# 7x TMC Grobeam 1500 Ultima = High Light?



## exv152 (Jun 8, 2009)

RustyPleco said:


> hello ive just ordered a new tank, its a seashell elite custom, its 60" long, 24" high and 18" wide.
> 
> my plan was to buy 7x of the TMC Grobeam 1500 Ultima and have them side by side running all the way thro the middle of the tank.
> 
> ...


 I copied and pasted the following PAR values from the LED compendium. I'd say you will definitely get high light under each unit alone, let alone 7 of them in sequence. You might find it's way too much light. One of these tiles will probably be enough for a 20"x20" footprint. Maybe two or three will do. I just bought one myself and they're crazy bright.

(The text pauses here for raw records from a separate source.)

Issue #1661, opened 2017-02-03
Unexpected Content-Type on Unrecognized Extensions w/ prefer_extension


JProffitt71:
I'm having an issue with counter-intuitive content-types for requests that have unrecognized extensions. Here is the minimal configuration to create this issue:

```
fos_rest:
    format_listener:
        rules:
            - { path: '^/', priorities: ['html', 'json', 'xml'], prefer_extension: true}
```

And a sample problematic request:
Location: /js/main.min.js.map
Accept: text/html,application/xhtml+xml,application/xml;q=0.9,image/webp,*/*;q=0.8

The format negotiator cannot resolve .map to a mime-type, so it just gives the last mime-type a q of 2.0:
text/html,application/xhtml+xml,application/xml;q=0.9,image/webp,*/*;q=0.8; q=2.0

This causes it to weight anything not listed in the Accept header higher, and in this case it returns a Content-Type of application/json (the first format in my priorities thats not listed in Accept header).

This is extremely counter-intuitive. I would expect when it couldn't determine the mime-type from the extension, for it to not modify the Accept header at all and do content negotiation like prefer_extension was off.

PR #1668, opened 2017-02-15
Fixed prefer_extension content negotiation

JProffitt71:
Fixes issue #1661 

When prefer_extension is set, the Accept header will be prepended to instead of appended to. This ensures that the Accept header cannot override the qvalue of the extension mime-type, like in this scenario:

```
Location: http://example.com/file.json
Accept: text/html, application/json; q=0.1
```

If no mime-type can be found for the extension, the Accept header will not be modified.

Added unit tests for prefer_extension to ensure content negotiation remains predictable.

### DIFF
--- a/Negotiation/FormatNegotiator.php
+++ b/Negotiation/FormatNegotiator.php
@@ -77,7 +77,7 @@ class FormatNegotiator extends BaseNegotiator
                     $extensionHeader = $request->getMimeType($extension);
 
                     if ($extensionHeader) {
-                        $header = $extensionHeader.'; q='.$options['prefer_extension'].','.$header;
+                        $header = $extensionHeader.'; q='.$options['prefer_extension'].($header ? ','.$header : '');
                     }
                 }
             }
--- a/Negotiation/FormatNegotiator.php
+++ b/Negotiation/FormatNegotiator.php
@@ -75,10 +75,10 @@ class FormatNegotiator extends BaseNegotiator
                 if (!empty($extension)) {
                     // $extensionHeader will now be either a non empty string or an empty string
                     $extensionHeader = $request->getMimeType($extension);
-                    if ($header && $extensionHeader) {
-                        $header .= ',';
+
+                    if ($extensionHeader) {
+                        $header = $extensionHeader.'; q='.$options['prefer_extension'].','.$header;
                     }
-                    $header .= $extensionHeader.'; q='.$options['prefer_extension'];
                 }
             }
 
--- a/Tests/Negotiation/FormatNegotiatorTest.php
+++ b/Tests/Negotiation/FormatNegotiatorTest.php
@@ -109,18 +109,18 @@ class FormatNegotiatorTest extends \PHPUnit_Framework_TestCase
         $this->addRequestMatcher(true, ['priorities' => $priorities, 'prefer_extension' => '2.0']);
 
         $reflectionClass = new \ReflectionClass(get_class($this->request));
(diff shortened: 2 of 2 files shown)


Tests/Negotiation/FormatNegotiatorTest.php
```diff
@@ -103,6 +103,45 @@ public function testGetBestWithFormat()
         $this->assertEquals(new Accept('application/json;version=1.0'), $this->negotiator->getBest(''));
     }
 
+    public function testGetBestWithPreferExtension()
+    {
+        $priorities = ['text/html', 'application/json'];
+        $this->addRequestMatcher(true, ['priorities' => $priorities, 'prefer_extension' => '2.0']);
+
+        $reflectionClass = new \ReflectionClass(get_class($this->request));
```
GuilhemN: Why not using the `X_ORIGINAL_URL` header?

Negotiation/FormatNegotiator.php
```diff
@@ -75,10 +75,10 @@ public function getBest($header, array $priorities = [])
                 if (!empty($extension)) {
                     // $extensionHeader will now be either a non empty string or an empty string
                     $extensionHeader = $request->getMimeType($extension);
-                    if ($header && $extensionHeader) {
-                        $header .= ',';
+
+                    if ($extensionHeader) {
+                        $header = $extensionHeader.'; q='.$options['prefer_extension'].','.$header;
```
GuilhemN: what if `$header` is empty? is `foo;q=10,` valid?

Tests/Negotiation/FormatNegotiatorTest.php
```diff
@@ -103,6 +103,45 @@ public function testGetBestWithFormat()
...
+        $reflectionProperty->setValue($this->request, 'http://example.com/file.json');
+
+        // Without extension mime-type in Accept header
+
+        $this->request->headers->set('Accept', 'text/html');
+        $this->assertEquals(new Accept('application/json'), $this->negotiator->getBest(''));
+
+        // With low q extension mime-type in Accept header
+
+        $this->request->headers->set('Accept', 'text/html, application/json; q=0.1');
```
GuilhemN: Does not look very useful.

Tests/Negotiation/FormatNegotiatorTest.php
JProffitt71: I wanted to do that, but Request->getRequestUri() caches the result, so any tests afterwards would erroneously use the first request uri set. Actually it should be using "pathInfo" because getPathInfo also caches its result and that is what is used by FormatNegotiator. I'll push an update to fix that.

Tests/Negotiation/FormatNegotiatorTest.php
JProffitt71: This test caught an issue before I made my modifications. Prior to my modification of FormatNegotiator, the mime-type in the Accept header would override the one prefer_extension appends. So if you requested `file.json` with the header in that test, the final header would be:

`Accept: text/html, application/json; q=0.1, application/json; q=2.0`

It would ignore the second instance of application/json and prefer text/html, failing that test.

This test guards against the case where a contributor refactors FormatNegotiator to append the mime-type again. However if there are other guards against that, I agree we can scrap this test.

Negotiation/FormatNegotiator.php
JProffitt71: Good point, this has been fixed.

Issue #773, opened 2017-12-13
user-scalable=no - Zooming and scaling must not be disabled


KBPsystem777:
I found `user-scalable=no` under the `<meta name="viewport">`  at **[voice-web/web/index.html](https://github.com/mozilla/voice-web/blob/master/web/index.html)**
This tag disables zooming in the browser for several devices.

mikehenrty:
Whoops, I broke this. @KBPsystem777 can you tell me why we should not disable zoom?

KBPsystem777:
Thanks for looking on this @mikehenrty . 
This is a very critical app feature, disabling zooming capabilities on mobile browser users may not be a good experience for people that has a low or vision problems who simply relies on screen magnification/zooming to properly see the contents of a web page.
And I know people personally who experienced the same problem after running the site on their mobile browsers. This might help: https://dequeuniversity.com/rules/axe/2.2/meta-viewport

PR #974, opened 2018-04-30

*TMC AquaBeam 1500XG Ocean White* 
_PAR Data(Source) PAR Vs. Distance from source_
231 PAR @ surface (7” through air)
161 PAR @ 10”
104 PAR @ 14”
78 PAR @ 19”
52 PAR @ 25”
*Notes:* Uses 10 x 9000K Cree XP-G diodes.


----------



## Trigger334 (Oct 24, 2013)

RustyPleco said:


> hello ive just ordered a new tank, its a seashell elite custom, its 60" long, 24" high and 18" wide.
> 
> my plan was to buy 7x of the TMC Grobeam 1500 Ultima and have them side by side running all the way thro the middle of the tank.
> 
> ...



RustyPleco,
I just stumbled on this post. I have a good amount of experience with these TMC GroBeam 1500s and really all AquaRay LED lighting. This is WAY TO MUCH LIGHT. American Aquarium Products the main supplier of AquaRay recommends only .6 watts for high light plants. Really you would only need 2 on the edge of 3 GroBeam 1500. You could do the 7 GroBeam 600s, but 7x GroBeam 1500 is way to much light and way to much $$. I was looking at these LEDs lately and saw they were on sale which is good, but don't waste your $$. The whole kick to AquaRay is their high PUR not PAR. These are known to be some of the best LEDs on the market. I'd say, go with 3 and you can keep whatever you want. I was just talking to friend that has 2 and they even had to raise them up a bit because they were burning his plants a little. That tells you want you're dealing with. These are not just bright, they have the highest useful light energy as LEDs goes on the market.

Here's where I get some of my info. http://aquarium-digest.com/2011/12/19/tmc-grobeam-1000-customer-review/


----------



## exv152 (Jun 8, 2009)

I would rather have more light than less. You can always raise your fixture away from the surface of the tank, but you can't make up for not enough light. These fixtures are all that in Britain. They're like the finnex of the UK, except better build quality.


----------



## Trigger334 (Oct 24, 2013)

exv152 said:


> I would rather have more light than less. You can always raise your fixture away from the surface of the tank, but you can't make up for not enough light. These fixtures are all that in Britain. They're like the finnex of the UK, except better build quality.



Right, but from everything I have read on the AquaRay is that .6 watts per gallon is all that is need for high light requiring plants. Anymore could burn them. If you want more light, that fine, I say just dont over shoot it.

http://aquarium-digest.com/2011/12/19/tmc-grobeam-1000-customer-review/


----------